Source records
PR #317, opened 2026-09-11
Apply tags atomically to selected documents

salmonumbrella:
Add or remove a tag from selected documents in one operation. Select files on the displayed page and choose **Edit tags**; the dialog shows whether all, some, or none already have the chosen tag.

Each operation covers an explicit set of at most 1,000 documents. Every displayed revision must still match: either the whole set succeeds or nothing changes. Folders and undisplayed search results are never swept into the operation. Stale or deleted selections require a refresh; audit restrictions and operation-ID collisions retain their own errors.

If the response is lost, **Retry same operation** reuses the original request and returns its retained receipt without applying the change twice. Receipts use a fixed v1 format and survive restart, metadata export/import, and backup/restore. The database reads the selected targets together and applies bulk writes. Permanent audit records remain per document, with separate audit operation IDs and a shared batch timestamp.

Selected-document tagging with a mixed tag assignment on synthetic documents


wesm:
looking

PR #318, opened 2026-09-11
Edit and validate complete search queries

salmonumbrella:
Edit complete search queries without losing their filters, mode, or sort order. Start in **Edit query**, open a saved query, or create a draft for an import collection. Keep the full draft in the tab and URL, or save it as a named definition. Malformed drafts must be corrected or explicitly discarded before closing the editor.

The server validates each draft as you type. Syntax help and highlighted errors help you correct expressions, and newer edits supersede older validation responses. **Run query** remains unavailable; validation does not execute a search or drop constraints to fit ordinary live search.

Complete query validation with a synthetic collection filter

An unknown tag exclusion stays an error and is highlighted in the editor

### DIFF
--- a/docs/usage/searching.md
+++ b/docs/usage/searching.md
@@ -216,6 +216,16 @@ in a vault that needs editable saved definitions.
 
 ## Preview a field-aware query
 
+In the web application, choose **Edit query** for expression editing, structured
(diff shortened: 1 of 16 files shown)


wesm:
rebasing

What the task requires
Using the records above, select and copy every line that has the word "highlighted".

Finished task
The server validates each draft as you type. Syntax help and highlighted errors help you correct expressions, and newer edits supersede older validation responses. **Run query** remains unavailable; validation does not execute a search or drop constraints to fit ordinary live search.
An unknown tag exclusion stays an error and is highlighted in the editor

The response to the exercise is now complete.